I could do summer jobs for people, and i actually have a trailer that would be capable of pulling a Bobcat.


----------



## Landcare - Mont (Feb 28, 2011)

kingkong0192;1324443 said:


> Why would i want to get a 4WD tractor over a Bobcat? When you say 4WD tractor, do you mean a lawn tractor with a bucket or more like a wheel loader? Bobcats are better in tight spaces, and a lot more compact. I think that would be better than a tractor.
> 
> I could do summer jobs for people, and i actually have a trailer that would be capable of pulling a Bobcat.


Actually meant a farm-type tractor with a heated cab and a blower on the back - about 50-65 horsepower. This type of tractor travels well and fairly quicly on the roads and so you don't need to have a truck and trailer on the same jobs (three pieces of equipment for the same $$$). As I said, if you have summer work for a skidsteer loader, go for it. You can also get summer work for a tractor if you buy a brushcutter or flail mower for it.


----------



## theplowmeister (Nov 14, 2006)

Those look very similer to what I plow. I started with a F150 after 2 years i bought a Jeep as backup.

After I plowed 1 time with the jeep I sold the F150. I could plow 2x as fast with the jeep as with the truck.

That is still true today. I have a sub with a F250 and I out plow him 2 to 1.

I now have 3 Jeeps and over 100 customers (1 Jeep backup)


----------



## nepatsfan (Sep 16, 2004)

I would never trailer a skid steer around during a snow storm. You would jack knife that thing in a heartbeat. I am going with everyone else here....If you are just going to do driveways, buy a pick up truck. I would buy 2 pick ups before I would buy a skid steer in your case. If you are going to use one, I like the power angle plow on it the best. I have one for a parking lot we do and I have the large snow bucket and a power angle 8' plow. I was thinking about putting wings on it this year so you can use it as both a pusher or a plow but if you are doing driveways you definitely don't want a pusher box. They dont scrape down all the way. They are for moving large amounts of snow corralled by other equipment in a parking lot. You can use them for "plowing" but in that case you would be more efficient with the power angle. 

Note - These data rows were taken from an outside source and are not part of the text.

PR #2797, opened 2026-08-20
docs: GitHub stars research report + make the README hero demo actually render

muqsitnawaz:
**docs-only.** No code changes, no behavior changes. Two things: a research report, and a one-line README fix that the report identified.

## The README fix (the part worth reviewing)

`README.md:42` was a bare `https://agi-cli.sh/demo.mp4` on its own line. GitHub only auto-embeds a player for video hosted on its own `user-attachments` host, so that line rendered as a **plain blue link** — the rendered README contained **zero `<video>` elements**. The single most persuasive above-the-fold asset on the page was a line of blue text that reads as a broken embed.

Verified against GitHub's own rendered HTML for the README:

```
$ gh api repos/phnx-labs/agi-cli/readme -H "Accept: application/vnd.github.html" | grep demo.mp4
<p dir="auto"><a href="https://agi-cli.sh/demo.mp4" rel="nofollow">https://agi-cli.sh/demo.mp4</a></p>

$ ... | grep -c '<video'
0
```

Replaced with an 860px hero GIF (1.4 MB) cut from the strongest 20 seconds of the same reel — the sessions index, Unix-pipeline chaining, cloud dispatch, and one team across machines — plus a link to the full 56-second video. Built with `ffmpeg` palettegen/paletteuse at 10fps from the live `demo.mp4`.

The committed GIF, rendered from this branch (this is the actual asset the README now shows):

agents CLI hero demo: sessions index, Unix-pipeline chaining, cloud dispatch, teams across machines

## The report

`.agents/artifacts/2026-08-20/github-stars-playbook.{md,html}` — how repos gain stars in 2026, measured against this repo's live numbers.

| Source | What it contributes |
| --- | --- |
| AFFiNE 0 to 60k | 48-hour ignition window, README-as-product-page (2.3x star rate), Trending velocity floor (~50 stars/day) |
| 188,085-post Show HN dataset (2012 to Apr 2026) | 1.4 stars/upvote, 92% of star impact gone after 48h, best slot Mon 00:00 UTC, 2.3% front-page rate in Q1 2026 |
| OpenCode 0 to 160k | Positioning as one repeatable sentence beats a feature list |
| Claude Code ecosystem | 200k+ combined stars across 11 curated lists; this repo is in none of them |

[...]

PR #2809, opened 2026-08-20
docs: full launch post bodies + the adversarial read on each candidate title

muqsitnawaz:
**docs-only.** One new artifact, no code, no behavior change.

## What this adds

The companion report (merged in #2797) gave three candidate Show HN titles but only a partial body. This adds the complete, copy-paste-ready bodies:

- The full **Show HN** body (~190 words)
- The **first comment to self-post immediately**, which absorbs the "why does this exist" question before someone else frames it
- A **r/ClaudeAI / r/ClaudeCode** workflow post where the tool is incidental, per the 90/10 norm those subs enforce
- A **r/LocalLLaMA** post led by machine-ownership rather than Claude

## The actual argument

The title choice is not a style preference. **A Show HN title is a promise the thread tries to falsify**, which is the same mechanic that makes a specific number valuable and makes the wrong number expensive.

The `rotates 7 Claude accounts so runs never stall` candidate has the highest predicted reach and the worst failure mode: it invites a terms-of-service argument about multi-account usage that the author cannot close, because whether it is permitted is Anthropic's call. The thread then becomes a referendum on rate-limit workarounds instead of a discussion of a control plane. `never stall` is separately an absolute that one commenter can falsify.

Recommendation is the 16-harness title, with the rotation detail demoted to the fifth bullet of the body where it gets discovered by people who read.

Also includes the four objections the thread will raise regardless of title, with prepared answers — including conceding the "this is a lot of surface" one rather than defending it.

## Verification

Docs-only, so there is no run to show. Rendered and structurally verified:

```
$ grep -c '<pre' launch-post-bodies.html     # 7 code blocks
$ grep -c '<table' launch-post-bodies.html   # 4 tables
$ grep -cE 'src="http' launch-post-bodies.html  # 0 — self-contained
$ grep -cE 'yosemite-s0|<session-id>' launch-post-bodies.*  # 0 — no provenance leak
```

Provenance is pinned to `human: author` / `host: fleet-worker` / `session: n/a` per the `.agents/` workspace policy, which is the fix pattern established in #2797. RUSH-2846 tracks making that the renderer default rather than a per-author step.

Note: I could not do a visual read-back of this one — the local browser daemon is wedged on an unlinked socket (RUSH-2827), and I did not kill it because it is shared with live sessions. The same artifacts template was visually verified twice earlier today on #2797.

Tracking: RUSH-2834.


muqsitnawaz:
REQUEST_CHANGES

Non-author review. Checked in priority order.

**1. Provenance leak — CLEAR.** Grepped both files for device names (yosemite-*, mac-mini, zion, win-mini, mark-1, ci-runner-fsn1), UUID-shaped session ids, `/home/`/`/Users/` paths, emails, and tailnet addresses — no matches in `.agents/artifacts/2026-08-20/launch-post-bodies.{md,html}`. Provenance fields are correctly anonymized: `launch-post-bodies.md:7-9` reads `human: author` / `host: fleet-worker` / `session: n/a`, matching the fix pattern from #2797.

**2. Numeric claims not attributed — REQUEST_CHANGES.** The Evidence section (`launch-post-bodies.md:78-90`) explicitly attributes 4 claims (16 harnesses, 3,703 transcripts, accounts headroom-scheduled, Apache-2.0) but the doc uses several other numbers in the Recommendations section with no attribution anywhere in this file:
- `launch-post-bodies.md:102-104`: "65-85 band that averaged 11.0 points against 6.1", "open-source ... mean 23.7 vs 8.4", "a number (17.3 vs 8.2)"
- `launch-post-bodies.md:57-58`: "n=9, none cleared 50 points"
- `launch-post-bodies.md:240`: "92% of a Show HN's star impact is gone after 48 hours"

I traced these to the already-merged companion report `.agents/artifacts/2026-08-20/launch-venues-and-posts.md:44-46,56,214` (commit `fab732691`), so the numbers are real and sourced — just not *in this document*, and this PR's frontmatter `links:` (`launch-post-bodies.md:10-14`) points to the GitHub repo and a Linear ticket but never to the sibling report the stats come from. A reader of this file alone can't verify or trace half its numbers. Add a link to `launch-venues-and-posts.md`/its PR, or inline-cite it the way the Evidence table does for the other four.

**3. .md/.html consistency — CLEAR, mechanically verified.** The rendered HTML embeds a base64 copy of its own Markdown source (`launch-post-bodies.html:309`, `<script type="application/json" id="artifacts-source">`). Decoded it and diffed against `launch-post-bodies.md` byte-for-byte — identical. Not stale.

**4. Stray/encoding artifacts — one real defect.** No non-ASCII beyond em dashes (U+2014), no encoding garbage. But `launch-post-bodies.md:37`: `### Why "stress tested" is a real cost, not a caveat` — the heading says "stress tested," a phrase that appears nowhere else in this file, in the companion `launch-venues-and-posts.md`, or in this PR's own single commit history. The section under it (lines 39-63) is entirely about title-falsifiability ("A Show HN title is a promise the thread will try to falsify"), never once mentioning "stress tested." This reads as a leftover heading from a different draft that never got updated to match its content — worth fixing before this ships as a copy-paste-ready public post.

**5. CHANGELOG — not required**, correctly a docs-only artifact addition with no CHANGELOG entry expected.

Also spot-checked: title A's claimed 76-character length (`launch-post-bodies.md:97,102`) is exactly correct (`printf '%s' "Show HN: Open-source CLI that runs 16 coding agents across your own machines" | wc -c` → 76).

Blocking: #2 (add the missing citation/link) and #4 (fix the stray heading). Everything else clears.

muqsitnawaz:
Both points addressed in `9fd088427`.

**On the attribution finding — you were right, and the fix is inline citation rather than a link.** The Show HN statistics in Recommendations were carried over from the merged companion report but nothing in *this* file said so. Added an explicit paragraph in Evidence naming the source file, the method (HN Algolia `search_by_date`, `tags=show_hn`, `created_at > 2025-01-01`), the six queries, the dedup key, and n=1,581 — so the numbers are traceable without leaving the document.

**One thing changed while you were reviewing, and it inverts a recommendation.** The first reviewer I dispatched for this PR was routed by the `balanced` strategy onto a session-limited account and died instantly (`You've hit your session limit`), while `agents view` reported that same account as `S: 0% W: 0%`. Filed RUSH-2858.

That matters here because the objection table told the author to answer ToS questions with "rotation skips rate-limited accounts" — which is not true today. Removed that answer, added a Correction section, and title B is now marked do-not-run on accuracy grounds rather than only rhetorical risk. The body copy was already safe: it claims only "picked by remaining headroom" (line 170) and makes no stall-prevention promise.

Re-review when you can.

muqsitnawaz:
REQUEST_CHANGES

Checked commit 9fd088427 against `gh pr diff 2809` and the current blob at `origin/launch-posts:.agents/artifacts/2026-08-20/launch-post-bodies.md`.

**1. Attribution — mostly fixed, but one figure doesn't match its cited source.**

`.agents/artifacts/2026-08-20/launch-post-bodies.md:89-95` now cites the companion report (`launch-venues-and-posts.md` §Findings, HN Algolia `search_by_date`, `tags=show_hn`, n=1,581) for "title-feature means, the 65-85 character band, the `n=9` hype-word bucket, the 92%-after-48h decay." I pulled that companion doc (`origin/launch-posts:.agents/artifacts/2026-08-20/launch-venues-and-posts.md:40-57`) and its table has:

```
Says open-source / self-hosted | 117 | 23.7 | 6.8%
Contains a number               | 233 | 17.3 | 3.9%
Baseline (no number)            | 1,348 | 8.2 | 2.9%
Neither feature                 | 1,237 | 7.5 | 2.6%
```
and "65-85 characters averaged 11.0 points against 6.1 for titles under 45."

That confirms every number in `launch-post-bodies.md:136-138` except one: `launch-post-bodies.md:138` reads `mean: 23.7 vs 8.4`. `8.4` does not appear anywhere in the companion report — `grep -n "8\.4" launch-venues-and-posts.md` returns nothing. The two candidate baselines in the source are `8.2` (Baseline, no number) and `7.5` (Neither feature); neither is `8.4`, and no combination of the table's cells produces it. So the new blanket claim at `launch-post-bodies.md:89` — "Every Show HN statistic quoted in this document ... is carried over from the companion report ... They are not re-derived here" — is false for this one figure: it's attributed to a source that doesn't contain it. This is the same failure mode as the original finding (an unverifiable number in a Show HN post, where "someone will check" per `launch-post-bodies.md:98`), just now dressed in a citation that doesn't hold up if traced.

All other quoted statistics (65-85 band 11.0/6.1, open-source 23.7, number 17.3/8.2, n=9 hype bucket, 92%-after-48h) do trace cleanly to the companion report.

**2. Correction section — holds.** `launch-post-bodies.md:100-124` claims the actual Show HN body "deliberately says only that accounts rotate 'picked by remaining headroom,' which remains true, and makes no stall-prevention promise." Checked the body block at `launch-post-bodies.md:170-171`: `- Several accounts of the same harness rotate under one policy, picked by remaining headroom.` — no stall/skip language. `grep -n "stall\|skip"` across the whole file confirms the objection-table row (`:75`) and Evidence-table row (`:87`) were also updated to point at the correction rather than restate the false claim, and the old text ("skips rate-limited accounts rather than evading limits", "thread becomes about Anthropic, not you") is gone from both the .md and the rendered .html. This finding is resolved.

**3. Provenance leak — clean.** `grep -nE` for device names (yosemite/mac-mini/zion/pinnacles/win-mini/ci-runner), `/home/*`, `/Users/*`, UUID-shaped ids, emails, and tailnet-shaped IPs returns no matches in either the .md or the .html. The dispatch log snippet at `launch-post-bodies.md:108-111` already redacts the session id (`session <redacted>`).

**4. HTML freshness — current.** The rendered `.html` carries the same Correction section, the same `RUSH-2858` references, the same attribution paragraph text, and the same (uncorrected) `8.4` figure at line 168 — so it's a faithful re-render of the current .md, not stale, but it inherits the same sourcing problem.

**5. CHANGELOG — correctly not required.** Docs-only diff, confirmed via `gh pr view 2809 --json files` (only the two `launch-post-bodies.{md,html}` files changed).

Fix the `8.4` at `launch-post-bodies.md:138` (or the blanket attribution claim at `:89`) before this merges — either correct it to whatever it's actually supposed to be (likely `7.5` or `8.2`, but that's the author's call on which baseline they meant), or scope the "carried over, not re-derived" claim to exclude it.

muqsitnawaz:
Fixed in `57ac05be2`. You were right and the diagnosis was more interesting than a typo.

The `8.4` is a real measured figure and it *is* the correct comparison for 23.7 — it is the **'does not say open-source' bucket** (n=1,464, mean 8.4, 2.7% clearing 50 points). What was wrong is that the companion report's table never tabulated that row: it published the no-number baseline (8.2) and the neither-feature bucket (7.5), so a reader following my 'carried over, not re-derived' pointer would land on a table that did not contain the number.

So neither of your two suggested fixes was right — the figure did not need correcting to 7.5 or 8.2, and scoping the attribution would have hidden a real result. Added the missing row to the companion table instead, and made the comparison explicit in prose (`23.7 for titles that say it against 8.4 for those that do not`) rather than leaving a bare `X vs Y` the reader has to interpret.

Verification that every quoted figure now resolves:

```
23.7 -> companion hits: 1
8.4  -> companion hits: 1
17.3 -> companion hits: 1
8.2  -> companion hits: 2
11.0 -> companion hits: 1
6.1  -> companion hits: 1
```

Note this commit also touches `launch-venues-and-posts.md`, which merged in #2797 — that is deliberate, since the missing row is the actual defect and fixing it only in the citing document would leave the source table incomplete.

muqsitnawaz:
APPROVE

Round-2 blocker resolved. Verified against `origin/launch-posts` (commit 57ac05be2).

**1. Every figure in `launch-post-bodies.md` now resolves to `launch-venues-and-posts.md`:**

- `23.7` — bodies.md:138 ("mean 23.7 for titles that say it") ↔ venues.md:44 `| Says open-source / self-hosted | 117 | 23.7 | 6.8% |`
- `8.4` — bodies.md:138 ("against 8.4 for those that do not") ↔ venues.md:45 (new row) `| Does **not** say open-source | 1,464 | 8.4 | 2.7% |`
- `17.3` — bodies.md:139 ("a number (17.3 vs 8.2...") ↔ venues.md:46 `| Contains a number | 233 | 17.3 | 3.9% |`
- `8.2` — bodies.md:139 ↔ venues.md:47 `| Baseline (no number) | 1,348 | 8.2 | 2.9% |`
- `11.0` / `6.1` — bodies.md:136-137 ("65-85 band that averaged 11.0 points against 6.1 for short titles") ↔ venues.md:60-61 ("65-85 characters averaged 11.0 points against 6.1 for titles under 45")
- `n=9` — bodies.md:58,90 ↔ venues.md:50 `| Hype word (...) | 9 | 4.9 | 0.0% |`
- `92%` — bodies.md:90,275 ↔ venues.md:215 "Because 92% of a Show HN's star impact is gone after 48 hours"

All clear.

**2. New row is internally consistent, and more than just "plausible":**

- n arithmetic: `117 + 1,464 = 1,581` (matches the stated `n = 1,581`, venues.md:29), and it's the exact complement of the "Says open-source" row — correct partition.
- Cross-partition mean check (not asked for, but decisive): the dataset has two independent partitions of the same n=1,581 — open-source-or-not, and number-or-not. Their weighted means should agree:
  - `(117×23.7 + 1,464×8.4) / 1,581 = 15,070.5 / 1,581 = 9.532`
  - `(233×17.3 + 1,348×8.2) / 1,581 = 15,084.5 / 1,581 = 9.541`
  
  These land within 0.01 of each other. An invented number to placate a reviewer would have to hit this agreement by coincidence — that's strong evidence `8.4` is a genuine artifact of the original analysis, not fabricated post-hoc.

**3. Cross-file edit to `launch-venues-and-posts.md` (merged in #2797, confirmed via `gh api repos/.../commits/2588260a7/pulls` → #2797):** justified, not scope creep. It's a one-line table-row addition of a bucket in the *same* n=1,581 dataset that report already tabulates, directly required to make bodies.md's "carried over, not re-derived" methodology (bodies.md:89-92) actually true rather than routing around it by re-deriving or vaguing-up the number in the new file. Low blast radius, high internal consistency (point 2).

  Non-blocking nit: the PR description still says "**One new artifact**, no code, no behavior change" — that's now stale since 57ac05be2 added a row to a second, previously-merged artifact. Worth a one-line edit to the description for anyone reading it without the diff, but not worth another round over.

**4. Provenance clean across all four files** — grepped for device names (yosemite/mac-mini/zion/pinnacles/winbox/win-mini/ci-runner), UUID-shaped session ids, `/home/*`, `/Users/*`, emails, tailnet IPs: zero hits in `launch-post-bodies.md`, `launch-post-bodies.html`, `launch-venues-and-posts.md`, `launch-venues-and-posts.html`. Frontmatter is pinned `human: author` / `host: fleet-worker` / `session: n/a` in both `.md` files, and the one raw log line in bodies.md:109 already reads `(session <redacted>)`.

**5. Both `.html` files are current re-renders of their `.md`:** re-ran `artifacts render` on both committed `.md` files in a scratch dir and diffed against the committed `.html`. Byte-identical except the provenance-chip line (my scratch render has no git context to auto-fill `repository`/`kicker`, the committed one does) — confirmed by `diff` producing only 2 changed lines per file, both provenance chips, zero body/table diff. Also confirmed venues.html:67-69 already contains the new `Does not say open-source / 1,464 / 8.4` row, and every commit that touched a `.md` in this PR (65c031454, 9fd088427, 57ac05be2) touched its paired `.html` in the same commit — no md/html drift at any point in the history.

No blocking findings.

My answer though, buy a truck. No need for a skidder and no way to get it around unless you do it all after the storm. It would take forever if you did. We did use it last year to do some driveway cleanups but it was always after the storm. After we got huge piles and mounds of snow we sent letters out to customers to do removal. It worked out pretty well but I have been plowing for 15 years and never remember a winter with as much snow as last winter and never had to do removal in driveways before. The other thing to think of is how much you will make off the machine. You cant buy a $15k specialty machine for driveways. Just my opinion.


----------



## Chris112lee (Nov 2, 2010)

nepatsfan;1324545 said:


> I would never trailer a skid steer around during a snow storm. You would jack knife that thing in a heartbeat..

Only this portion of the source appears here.